L'Altare della Buona Fortuna, Dino Gavina; Photo by Santi Caleca
Fiutando un’apertura, ci affrettiamo a fargli domande più dirette su Sottsass, Memphis e il suo rapporto con la fotografia e il design. Lui è veloce a chiuderci. Alla gente piace storicizzare, attaccare etichette cool, ma la realtà, insiste Santi, è che tutto il fermento creativo si riduceva all’amicizia. “Eravamo solo ragazzi che si riunivano per cena a casa di questo o quello e restavano insieme fino a notte fonda,” dice. Poi, sintetizza ulteriormente l’idea: “N on epopea, ma condivisione di vita”—non una grande epopea, ma momenti di vita vissuta insieme. Quando si tratta di fotografia e design, sottolinea ripetutamente che non gli è mai importato troppo di nessuno dei due; piuttosto, il lavoro è sempre stato un mezzo per raggiungere un fine, un modo per inseguire l’esperienza. “È venuto tutto in modo piuttosto naturale; ottenevo un progetto dopo l’altro, e ogni volta me ne innamoravo di nuovo.”

SONY DSC
Per illustrare il suo punto, Santi ci mostra un numero speciale di Terrazzo, la rivista cult di architettura e design che ha ideato con Ettore Sottsass, Barbara Radice, Christoph Radl e Anna Wagner e che è uscita semestralmente dal 1988 al 1995. L’edizione, dedicata alle città, presenta due reportage fotografici paralleli che lui e Sottsass hanno intrapreso viaggiando in direzioni opposte intorno al globo nello stesso momento. Sottsass ha visitato luoghi come Brasilia e Buenos Aires, mentre Santi ha esplorato megalopoli come Il Cairo, Seoul, Tokyo e Mumbai. Le foto sono straordinarie—architettoniche, ad alto contrasto—ma ancora una volta, invece di riflettere sul suo mestiere, Santi preferisce raccontare come sia riuscito ad attraversare mezzo globo e a richiedere un visto indiano senza parlare una parola d’inglese.
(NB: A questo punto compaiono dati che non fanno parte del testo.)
PR #5, opened 2017-08-27
Use chip UID as USB serial number

florolf:
Instead of hardcoding the serial number in the firmware, use the
device's manufacturer-provided UID as the serial number.

This makes it easier to distinguish between multiple adaptors plugged
into the same host without having to build a separate firmware for each
one.


normaldotcom:
@florolf do you know of a method to see which interface (can0, can1, etc) corresponds to which serial number? I haven't found an easy way of doing this. Thanks!

daniel-santos:
I guess this is the iSerial field in lsusb or called "serial" under /sys.  I haven't played with this one yet, but mine shows up as 000000000001 -- I presume the default until you change it?

PR #12, opened 2018-07-29
Feature/nucleo f072rb board

vondraussen:
This adds the [Nucleo F072RB](https://www.st.com/content/st_com/en/products/evaluation-tools/product-evaluation-tools/mcu-eval-tools/stm32-mcu-eval-tools/stm32-mcu-nucleo/nucleo-f072rb.html) as a target in Makefile and config.h
Also adds the possibility to give each board a different USBD_MANUFACTURER_STRING.

### DIFF
--- a/Makefile
+++ b/Makefile
@@ -33,13 +33,14 @@ DEP     += $(ASM_OBJ:%.asmo=%.d)
 ELF = build/$(BOARD)/gsusb_$(BOARD).elf
 BIN = bin/gsusb_$(BOARD).bin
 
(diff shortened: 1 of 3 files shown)


HubertD:
Thanks for your contribution, @vondraussen!

Unfortunately, I'm not convinced that I want explicit support for some generic dev board that doesn't even have a CAN transceiver. Am I missing something?

vondraussen:
You are right, I'll keep it as a fork and update the readme how to setup the board.
However, thanks for the great project!

PR #23, opened 2019-10-29
nexulm fixes

fenugrec:
I have rebased some (all ?) of the commits that had been added to @nexulm's fork.

It affects the Makefile, so when the cmake branch is ready/merged some of this will need to be carried over (just some extra board types).

### DIFF
--- a/src/main.c
+++ b/src/main.c
@@ -69,9 +69,12 @@ int main(void)
 
 	gpio_init();
 
+#if BOARD == BOARD_canable
+	led_init(&hLED, LED1_GPIO_Port, LED1_Pin, true, LED2_GPIO_Port, LED2_Pin, true);
+#else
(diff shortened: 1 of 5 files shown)


src/main.c
```diff
@@ -1,244 +1,247 @@
...
+	if(!frame)
+	  return;
+	
+	if (USBD_GS_CAN_SendFrame(&hUSB, frame) == USBD_OK) {
+	        queue_push_back(q_frame_pool, frame);
+	} else {
+	        queue_push_front(q_to_host, frame);
+	}
+}
+
```
jhofstee: this changes line endings of the whole file. Which is fine by itself, but should be a different patch, since this makes the whole diff unreadable. I have cleanup patches for that.. Perhaps that should go in first?

fenugrec:
merge in 68c514e8fcb0e682e0e06752bd9cf6c4c09d4ea6

PR #24, opened 2019-10-29
LED functions : support GPIO pins >= 8

fenugrec:
This required an uint16 arg to pass the pin #.
I made this commit for debugging on an stm32F072-discovery board, as well as a custom board to be added soon, where some LEDs are wired to GPIO8 and 9.

This is fairly low-impact. AFAIK the binary size changes by less than 6 bytes (smaller or larger depending on board type).

### DIFF
--- a/include/led.h
+++ b/include/led.h
@@ -49,7 +49,7 @@ typedef struct {
 
 typedef struct {
 	void* port;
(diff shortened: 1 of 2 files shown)


fenugrec:
merged in 0434e8e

Il resto della giornata passa così, tra aneddoti di quando fu spedito a Hong Kong per fotografare un negozio Esprit – il marchio cult degli anni ’80 di Doug Tompkins (1943-2015), anche fondatore di North Face – e una partita a ping pong improvvisata.
Durante un altro pranzo da Nonna Maria – deve essere un habitué, a giudicare dalle battute che scambia con il proprietario e i camerieri – ci racconta il più grande rimpianto della sua vita. Durante il suo periodo a Parigi, gli fu data un’opportunità unica nella vita di incontrare Man Ray (1890-1976). “Era tutto organizzato; mi sono presentato all’appuntamento al momento concordato, ma all’ultimo mi sono tirato indietro.” Non riesce a spiegare bene il perché. Invece, si è incamminato in un vicolo e ha attaccato bottone con un altro artista. Solo più tardi avrebbe scoperto che quell’uomo dall’aspetto strano con cui aveva parlato per la maggior parte di un’ora non era altro che Brassaï (1899-1984).